Multi-Objective Covariance Matrix Adaptation MAP-Annealing
Shihan Zhao, Stefanos Nikolaidis
TL;DR
MO-CMA-MAE introduces a CMA-ES-based MOQD algorithm that optimizes Hypervolume Improvement within thresholded cell fronts to jointly promote exploration of under-explored measure-space cells and improvement of discovered Pareto Sets. By coupling CMA-ES with a threshold-annealing mechanism, the method maintains a dynamic trade-off between exploring new cells and refining existing ones, achieving superior MOQD-scores and broader archive coverage in several domains, including Overcooked map generation. The approach outperforms baselines such as MOME, NSGA-II, SMS-EMOA, and COMO-CMA-ES on multiple tasks and demonstrates strong performance even in 3-objective variants, while highlighting the computational cost of exact hypervolume calculations as a limitation and a direction for future work.
Abstract
Quality-Diversity (QD) optimization is an emerging field that focuses on finding a set of behaviorally diverse and high-quality solutions.
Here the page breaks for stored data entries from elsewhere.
PR #938, opened 2026-07-13
[SDSP-485] Support suppressions for secret rules

vhourdel:

Some secrets matched by secret rules aren't actual secrets: they may be test tokens, test card numbers, dummy values, etc.

## What is your solution?

Add support for suppressions, which are natively supported by the secret scanning engine already. This allows users to specify "suppressions" which are some kind of filter on top of the matches, to determine whether the match should be kept or not.

### DIFF
--- a/crates/secrets/src/model/secret_rule.rs
+++ b/crates/secrets/src/model/secret_rule.rs
@@ -456,6 +456,26 @@ impl SecretRuleValidator {
     }
 }
 
+#[derive(Serialize, Deserialize, Debug, Clone, Eq, PartialEq, Default)]
+pub struct SecretRuleSuppressions {
+    #[serde(default)]
+    pub starts_with: Vec<String>,
+    #[serde(default)]
+    pub ends_with: Vec<String>,
+    #[serde(default)]
+    pub exact_match: Vec<String>,
+}
+
+impl From<&SecretRuleSuppressions> for dd_sds::Suppressions {
+    fn from(v: &SecretRuleSuppressions) -> Self {
+        dd_sds::Suppressions {
+            starts_with: v.starts_with.clone(),
+            ends_with: v.ends_with.clone(),
+            exact_match: v.exact_match.clone(),
+        }
+    }
+}
+
 // This is the secret rule exposed by SDS
 #[derive(Clone, Deserialize, Debug, Serialize, Eq, PartialEq)]
 pub struct SecretRule {
@@ -474,6 +494,8 @@ pub struct SecretRule {
     pub pattern_capture_groups: Vec<String>,
     #[serde(default)]
     pub is_supporting_rule: bool,
+    #[serde(default)]
+    pub suppressions: Option<SecretRuleSuppressions>,
 }
 
 impl SecretRule {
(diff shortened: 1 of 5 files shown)


crates/secrets/src/model/secret_rule.rs
```diff
@@ -542,20 +564,105 @@ impl SecretRule {
...
+                }
+
+                // Suppression order does not affect matching behavior, so canonicalize the
+                // lists to avoid invalidating diff-aware results for ordering-only changes.
+                starts_with.sort();
+                ends_with.sort();
+                exact_match.sort();
+
+                digest.push_str(&format!(
+                    ":suppressions:{starts_with:?}:{ends_with:?}:{exact_match:?}",
```
jasonforal: I wouldn't rely on the formatting of the Debug impl (which is what `:?` is) to format the contents.

I would use `starts_with.join` and then use the normal Display impl (`{starts_with}`)

crates/secrets/src/model/secret_rule.rs
```diff
@@ -542,20 +564,105 @@ impl SecretRule {
...
+        }))
+        .generate_diff_aware_digest();
+        let changed_suppressions = rule_with_suppressions(Some(SecretRuleSuppressions {
+            starts_with: vec!["prefix-a".to_string()],
+            ends_with: vec![],
+            exact_match: vec!["exact".to_string()],
+        }))
+        .generate_diff_aware_digest();
+
+        assert_ne!(legacy_digest, with_suppressions);
```
jasonforal: Not sure what value this adds. I would remove this test

crates/secrets/src/model/secret_rule.rs
```diff
@@ -639,12 +746,40 @@ mod tests {
...
             is_supporting_rule: false,
+            suppressions: None,
         };
 
         // Validates that convert_to_sds_ruleconfig doesn't panic and returns a valid config.
         let _config = rule.convert_to_sds_ruleconfig(false);
     }
 
+    #[test]
+    fn test_convert_to_sds_ruleconfig_with_suppressions() {
```
jasonforal: This test isn't testing anything. You should either have an assertion somewhere or remove the test.

crates/secrets/src/scanner.rs
```diff
@@ -608,4 +618,45 @@ mod tests {
         assert_eq!(first.start, Position { line: 2, col: 1 });
         assert!(first.is_suppressed);
     }
+
+    #[test]
+    fn test_find_secrets_with_rule_suppressions() {
```
jasonforal, line 623: Not sure I understand the point of this test -- could you explain?

crates/secrets/src/model/secret_rule.rs
```diff
@@ -456,6 +456,26 @@ impl SecretRuleValidator {
...
+pub struct SecretRuleSuppressions {
+    #[serde(default)]
+    pub starts_with: Vec<String>,
+    #[serde(default)]
+    pub ends_with: Vec<String>,
+    #[serde(default)]
+    pub exact_match: Vec<String>,
+}
+
+impl From<&SecretRuleSuppressions> for dd_sds::Suppressions {
```
jasonforal: It's more idiomatic to impl `From<SecretRuleSuppressions>` and let the caller control cloning if they want to.

crates/secrets/src/scanner.rs
vhourdel: The test is checking that the built scanner from a `SecretRule` that has suppressions configured does in fact suppress matches.

Here the pattern would match both lines in the dummy code provided, but the second line has an `exact_match` in the suppressions that would suppress it. The test makes sure that this is the case and that we indeed match the first line, but not the second.

crates/secrets/src/model/secret_rule.rs
vhourdel: I was more or less using the same pattern as the test above to ensure that converting the rule doesn't panic but I agree this is probably not testing much of anything. I'm removing this

crates/secrets/src/model/secret_rule.rs
vhourdel: Agreed, changed in a628e918

crates/secrets/src/model/secret_rule.rs
vhourdel: Removed in a628e918

crates/secrets/src/model/secret_rule.rs
vhourdel: Removed in a628e918

crates/secrets/src/model/secret_rule.rs
vhourdel: Addressed in a628e918

crates/secrets/src/scanner.rs
jasonforal: My concern is that the behavior it asserts:
```rs
assert_eq!(
    matches.first().unwrap().matches.first().unwrap().start,
    Position { line: 1, col: 1 }
);
```
Is merely testing that SDS's suppression implementation is correct. That belongs in SDS library tests, not here (and in fact, this is already covered by SDS's [test_match_suppression_suppress_half_of_the_matches](https://github.com/DataDog/dd-sensitive-data-scanner/blob/4e53b6ac37ab4b6699f4331868a1c486f0d21147/sds/src/scanner/test/mod.rs#L493))

And additionally, we have no test coverage for what new behavior this PR actually introduces -- that `build_sds_scanner` correctly threads the `SecretRule` suppressions through to SDS. Hypothetically if we (`datadog-static-analyzer`) forgot to pass the suppression to SDS, but SDS were to independently omit the second finding for whatever reason, this test would incorrectly pass.

So what we need is a control case. You'd want to test a `SecretRule { suppressions: None }` and assert `assert_eq!(matches[0].matches.len(), 2);` and then pass in `SecretRule { suppressions: Some(...) }` and `assert_eq!(matches[0].matches.len(), 1);`

And from there we know the delta can only be explained by the change to `suppressions`.

vhourdel: Ah yes that's very fair, thank you for the thorough explanation. I've reworked the test in 0af2092c to match the behavior you are proposing.

jasonforal (approved):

While the quality is typically defined w.r.t. a single objective function, recent work on Multi-Objective Quality-Diversity (MOQD) extends QD optimization to simultaneously optimize multiple objective functions. This opens up multi-objective applications for QD, such as generating a diverse set of game maps that maximize difficulty, realism, or other properties. Existing MOQD algorithms use non-adaptive methods such as mutation and crossover to search for non-dominated solutions and construct an archive of Pareto Sets (PS). However, recent work in QD has demonstrated enhanced performance through the use of covariance-based evolution strategies for adaptive solution search. We propose bringing this insight into the MOQD problem, and introduce MO-CMA-MAE, a new MOQD algorithm that leverages Covariance Matrix Adaptation-Evolution Strategies (CMA-ES) to optimize the hypervolume associated with every PS within the archive. We test MO-CMA-MAE on three MOQD domains, and for generating maps of a co-operative video game, showing significant improvements in performance.